*EXERCISE AIM*
Somewhere below are a line with "PR #6649, opened 2025-05-16" and a later line with "- Create util". Output exactly those lines and all lines between them.
** Opening RECORDS FOR PROCESSING block **
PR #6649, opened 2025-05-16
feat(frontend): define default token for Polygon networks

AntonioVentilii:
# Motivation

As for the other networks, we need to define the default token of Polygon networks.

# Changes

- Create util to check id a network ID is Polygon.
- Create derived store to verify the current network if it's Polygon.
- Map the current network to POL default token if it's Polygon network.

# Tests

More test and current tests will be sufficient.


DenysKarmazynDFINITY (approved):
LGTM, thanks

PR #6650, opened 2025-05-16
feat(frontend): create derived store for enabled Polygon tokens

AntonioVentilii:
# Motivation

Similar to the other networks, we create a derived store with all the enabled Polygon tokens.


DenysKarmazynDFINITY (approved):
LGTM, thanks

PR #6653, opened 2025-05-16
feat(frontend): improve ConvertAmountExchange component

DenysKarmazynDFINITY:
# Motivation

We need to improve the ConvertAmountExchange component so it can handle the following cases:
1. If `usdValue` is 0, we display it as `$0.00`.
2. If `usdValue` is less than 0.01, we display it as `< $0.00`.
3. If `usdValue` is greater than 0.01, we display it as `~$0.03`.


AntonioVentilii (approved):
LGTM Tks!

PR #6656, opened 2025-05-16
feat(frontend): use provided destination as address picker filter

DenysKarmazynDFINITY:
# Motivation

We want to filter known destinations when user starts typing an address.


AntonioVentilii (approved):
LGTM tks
** Closing RECORDS FOR PROCESSING block **
** Opening RECORDS FOR PROCESSING block **
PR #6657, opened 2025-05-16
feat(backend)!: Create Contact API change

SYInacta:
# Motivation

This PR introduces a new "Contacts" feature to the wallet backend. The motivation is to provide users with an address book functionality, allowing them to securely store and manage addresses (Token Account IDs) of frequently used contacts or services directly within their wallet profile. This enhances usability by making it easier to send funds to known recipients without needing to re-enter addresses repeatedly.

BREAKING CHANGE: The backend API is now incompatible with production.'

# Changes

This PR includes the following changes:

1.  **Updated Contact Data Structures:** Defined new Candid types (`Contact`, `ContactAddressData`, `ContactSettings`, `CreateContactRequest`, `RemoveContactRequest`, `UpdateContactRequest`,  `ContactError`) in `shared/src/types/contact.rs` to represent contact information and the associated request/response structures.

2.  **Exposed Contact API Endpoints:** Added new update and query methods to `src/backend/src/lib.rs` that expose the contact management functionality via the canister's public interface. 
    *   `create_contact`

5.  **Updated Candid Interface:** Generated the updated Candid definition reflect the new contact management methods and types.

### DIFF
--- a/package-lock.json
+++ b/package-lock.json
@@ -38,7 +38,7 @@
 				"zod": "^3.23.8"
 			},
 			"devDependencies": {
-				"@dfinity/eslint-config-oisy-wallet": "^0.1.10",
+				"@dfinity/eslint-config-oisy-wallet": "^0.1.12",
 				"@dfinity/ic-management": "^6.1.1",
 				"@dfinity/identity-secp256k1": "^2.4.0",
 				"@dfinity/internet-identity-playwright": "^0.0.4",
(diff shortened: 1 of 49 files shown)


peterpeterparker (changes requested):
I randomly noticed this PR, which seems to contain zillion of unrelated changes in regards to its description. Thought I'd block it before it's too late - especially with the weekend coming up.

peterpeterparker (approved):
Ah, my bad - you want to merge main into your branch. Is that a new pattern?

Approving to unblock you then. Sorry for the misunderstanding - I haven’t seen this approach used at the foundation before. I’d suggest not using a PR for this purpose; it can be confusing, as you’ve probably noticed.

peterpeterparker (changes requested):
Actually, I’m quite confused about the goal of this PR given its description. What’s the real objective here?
** Closing RECORDS FOR PROCESSING block **
*WRITTEN ANSWER*
PR #6649, opened 2025-05-16
feat(frontend): define default token for Polygon networks

AntonioVentilii:
# Motivation

As for the other networks, we need to define the default token of Polygon networks.

# Changes

- Create util to check id a network ID is Polygon.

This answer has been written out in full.